A signal or function is bandlimited if it contains no Energy at frequencies higher than some bandlimit or bandwidth,B. A signal that is bandlimited is constrained in how rapidly it changes in time, and therefore how much detail it can convey in an interval of time. The sampling theorem asserts that the uniformly spaced discrete samples are a complete representation of the signal if this bandwidth is less than half the sampling rate.
To formalize these concepts, let $ x(t)\, $ represent a continuous-time signal and $ X(w)\, $ be the continuous Fourier transform of that signal (which exists if $ x(t)\, $ is square-integrable)

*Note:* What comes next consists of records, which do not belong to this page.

PR #101, opened 2019-12-18
Fix two minor issues in ServerEditor

dominikl:
Just fixes two small issues with the server editor @pwalczysko noticed while adjusting the docs https://github.com/ome/omero-guide-upload/pull/3 .
- Now it's only possible to select a single entry in the server list (multi selection doesn't really make sense here).
- And you can select and delete the first server in the list.

Not a blocker for the current Insight release.


jburel:
I tried multiple key combination and only one entry can be selected
Merging this PR so it can be included in the coming release

PR #106, opened 2020-01-22
IJ plugin open image when using websocket

jburel:
Fix issue preventing to open images using B-F when using the imagej plugin

To test:
 * Download the ``omero_ij`` jar
 * connect to a server with ws enable e.g. workshop or outreach
 * Open an image in ImageJ
 * The image should open 
cc @pwalczysko @dominikl


dominikl:
Thanks @jburel . I thought I changed the `getHostname()` call everywhere back then, but missed that one apparently. I'll give it a try later.

dominikl:
Could reproduce the error with released version 5.5.8. Works with 5.5.9-Snapshot from merge-ci. Good to merge 👍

- $ X(w)=\ \int_{-\infty}^{\infty} x(t) \ e^{- i 2 \pi w t} \ dt. \ $
The signal $ x(t)\, $ is bandlimited to a one-sided baseband bandwidth,B, if
- $ X(w) = 0 \quad $ for all $ |w| > B \, $
or, equivalently, the support of X supp(X)⊆[-B,B]. Then the sufficient condition for exact reconstructability from samples at a uniform sampling rate $ w_s\, $ (in samples per unit time) is
- $ w_s > 2 B,\, $
or equivalently
- $ B < { w_s \over 2 }.\, $
$ 2 B\, $ is called the Nyquist rate and is a property of the bandlimited signal, while $ w_s /2\, $ is called the Nyquist frequency and is a property of this sampling system.
The time interval between successive samples is referred to as the sampling interval
- $ T\ =\ \frac{1}{w_s},\, $
and the samples of $ x(t)\, $ are denoted by
- $ x(nT) \quad n\in\mathbb{Z}\, $(integers).
The sampling theorem leads to a procedure for reconstructing the original $ x(t)\ $ from the samples and states sufficient conditions for such a reconstruction to be exact.